__Assignment__. Go through the material below and copy each line where the word "until" appears.

====

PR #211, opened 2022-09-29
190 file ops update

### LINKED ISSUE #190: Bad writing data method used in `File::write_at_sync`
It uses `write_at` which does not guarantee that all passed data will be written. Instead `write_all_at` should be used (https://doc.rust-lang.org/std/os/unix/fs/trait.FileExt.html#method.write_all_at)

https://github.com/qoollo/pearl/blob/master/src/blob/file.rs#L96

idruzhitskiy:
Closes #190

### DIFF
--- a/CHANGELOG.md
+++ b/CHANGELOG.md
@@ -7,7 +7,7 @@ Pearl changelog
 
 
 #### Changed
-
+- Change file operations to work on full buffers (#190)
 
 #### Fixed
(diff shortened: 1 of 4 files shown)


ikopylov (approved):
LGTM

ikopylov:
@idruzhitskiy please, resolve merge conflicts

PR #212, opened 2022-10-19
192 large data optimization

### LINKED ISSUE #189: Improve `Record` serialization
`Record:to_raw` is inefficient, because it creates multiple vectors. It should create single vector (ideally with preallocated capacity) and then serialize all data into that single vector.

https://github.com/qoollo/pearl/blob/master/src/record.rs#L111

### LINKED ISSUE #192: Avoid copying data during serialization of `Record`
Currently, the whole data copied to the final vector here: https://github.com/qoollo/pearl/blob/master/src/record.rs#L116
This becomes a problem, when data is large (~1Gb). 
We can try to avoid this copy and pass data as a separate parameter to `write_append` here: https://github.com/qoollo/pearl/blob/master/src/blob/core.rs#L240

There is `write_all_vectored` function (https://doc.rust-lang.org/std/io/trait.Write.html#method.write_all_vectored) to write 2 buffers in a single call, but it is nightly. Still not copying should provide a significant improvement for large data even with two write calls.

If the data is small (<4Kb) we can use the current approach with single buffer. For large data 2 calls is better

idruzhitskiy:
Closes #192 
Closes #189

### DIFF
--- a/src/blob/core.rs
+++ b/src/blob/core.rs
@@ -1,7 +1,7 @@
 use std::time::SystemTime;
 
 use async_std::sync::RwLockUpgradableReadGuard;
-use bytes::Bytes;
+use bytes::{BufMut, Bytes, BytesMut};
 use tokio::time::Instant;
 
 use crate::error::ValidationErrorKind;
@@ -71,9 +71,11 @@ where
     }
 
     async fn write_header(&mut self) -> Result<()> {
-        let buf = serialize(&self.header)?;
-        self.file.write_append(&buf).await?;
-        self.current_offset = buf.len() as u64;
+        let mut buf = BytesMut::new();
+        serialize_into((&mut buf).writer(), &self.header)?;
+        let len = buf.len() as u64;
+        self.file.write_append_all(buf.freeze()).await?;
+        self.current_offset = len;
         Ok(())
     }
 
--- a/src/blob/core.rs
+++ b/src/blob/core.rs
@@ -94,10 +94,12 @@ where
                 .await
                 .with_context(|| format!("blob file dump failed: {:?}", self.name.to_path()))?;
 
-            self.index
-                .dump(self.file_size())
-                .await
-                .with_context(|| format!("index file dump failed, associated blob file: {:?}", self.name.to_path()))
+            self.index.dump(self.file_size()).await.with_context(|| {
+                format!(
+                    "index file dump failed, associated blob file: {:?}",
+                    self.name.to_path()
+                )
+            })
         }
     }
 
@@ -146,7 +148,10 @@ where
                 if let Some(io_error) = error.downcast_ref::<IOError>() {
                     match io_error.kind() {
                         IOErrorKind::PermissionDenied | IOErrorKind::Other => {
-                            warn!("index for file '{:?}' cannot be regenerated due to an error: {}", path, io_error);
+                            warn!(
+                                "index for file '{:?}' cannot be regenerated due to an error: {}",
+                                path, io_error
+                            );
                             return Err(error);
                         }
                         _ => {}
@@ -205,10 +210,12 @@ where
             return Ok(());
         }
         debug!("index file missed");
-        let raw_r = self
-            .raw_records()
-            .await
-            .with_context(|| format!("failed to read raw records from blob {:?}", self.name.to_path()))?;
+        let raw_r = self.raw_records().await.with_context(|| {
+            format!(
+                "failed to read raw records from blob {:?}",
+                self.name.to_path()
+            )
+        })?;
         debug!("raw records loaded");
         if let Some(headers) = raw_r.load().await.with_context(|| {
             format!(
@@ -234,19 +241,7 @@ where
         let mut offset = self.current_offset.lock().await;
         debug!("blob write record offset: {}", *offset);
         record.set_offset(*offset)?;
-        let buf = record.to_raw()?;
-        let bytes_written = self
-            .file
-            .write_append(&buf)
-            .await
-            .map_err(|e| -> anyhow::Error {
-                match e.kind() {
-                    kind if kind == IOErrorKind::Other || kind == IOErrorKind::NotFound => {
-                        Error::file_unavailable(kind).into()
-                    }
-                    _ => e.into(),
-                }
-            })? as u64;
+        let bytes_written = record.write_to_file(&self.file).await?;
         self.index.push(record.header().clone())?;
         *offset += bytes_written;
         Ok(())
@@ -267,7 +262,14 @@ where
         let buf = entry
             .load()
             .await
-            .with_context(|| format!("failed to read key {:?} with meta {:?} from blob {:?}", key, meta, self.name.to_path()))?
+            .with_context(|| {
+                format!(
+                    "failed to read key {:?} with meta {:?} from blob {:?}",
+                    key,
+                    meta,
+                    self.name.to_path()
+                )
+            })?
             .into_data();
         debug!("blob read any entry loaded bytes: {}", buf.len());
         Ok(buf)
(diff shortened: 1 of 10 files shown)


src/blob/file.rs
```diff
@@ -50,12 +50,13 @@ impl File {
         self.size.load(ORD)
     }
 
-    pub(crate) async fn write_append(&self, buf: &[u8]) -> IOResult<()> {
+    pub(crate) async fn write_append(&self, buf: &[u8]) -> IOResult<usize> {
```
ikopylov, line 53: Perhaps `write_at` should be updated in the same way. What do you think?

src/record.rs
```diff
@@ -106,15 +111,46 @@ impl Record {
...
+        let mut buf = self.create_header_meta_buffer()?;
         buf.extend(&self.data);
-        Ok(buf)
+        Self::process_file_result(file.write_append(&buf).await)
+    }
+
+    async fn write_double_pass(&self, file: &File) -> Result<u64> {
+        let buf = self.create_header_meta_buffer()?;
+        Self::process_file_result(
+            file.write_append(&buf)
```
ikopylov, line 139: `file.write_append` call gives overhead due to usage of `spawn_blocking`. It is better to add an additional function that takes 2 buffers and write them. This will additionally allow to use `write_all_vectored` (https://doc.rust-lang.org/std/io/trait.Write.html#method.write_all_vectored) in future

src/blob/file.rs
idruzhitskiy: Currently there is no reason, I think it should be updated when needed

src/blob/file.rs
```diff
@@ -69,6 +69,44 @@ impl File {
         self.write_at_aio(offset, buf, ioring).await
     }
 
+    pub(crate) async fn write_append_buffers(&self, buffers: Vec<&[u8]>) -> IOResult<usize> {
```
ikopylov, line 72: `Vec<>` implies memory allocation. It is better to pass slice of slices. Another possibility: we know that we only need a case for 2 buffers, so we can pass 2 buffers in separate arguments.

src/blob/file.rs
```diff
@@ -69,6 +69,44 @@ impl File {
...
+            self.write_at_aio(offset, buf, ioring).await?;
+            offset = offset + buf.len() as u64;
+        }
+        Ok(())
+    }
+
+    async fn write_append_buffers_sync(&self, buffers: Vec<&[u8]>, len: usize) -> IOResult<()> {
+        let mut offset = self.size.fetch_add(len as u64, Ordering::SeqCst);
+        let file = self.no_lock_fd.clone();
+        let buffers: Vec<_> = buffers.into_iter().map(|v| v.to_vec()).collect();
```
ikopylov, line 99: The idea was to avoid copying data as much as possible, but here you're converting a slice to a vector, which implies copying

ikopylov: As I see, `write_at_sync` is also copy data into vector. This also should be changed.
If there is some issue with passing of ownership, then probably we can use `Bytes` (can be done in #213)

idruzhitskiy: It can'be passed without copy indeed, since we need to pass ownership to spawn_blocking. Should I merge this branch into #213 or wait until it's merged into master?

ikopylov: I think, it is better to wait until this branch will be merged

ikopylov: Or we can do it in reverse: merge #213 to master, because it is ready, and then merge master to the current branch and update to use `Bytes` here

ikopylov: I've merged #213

====

__Problem solution__.
idruzhitskiy: It can'be passed without copy indeed, since we need to pass ownership to spawn_blocking. Should I merge this branch into #213 or wait until it's merged into master?
ikopylov: I think, it is better to wait until this branch will be merged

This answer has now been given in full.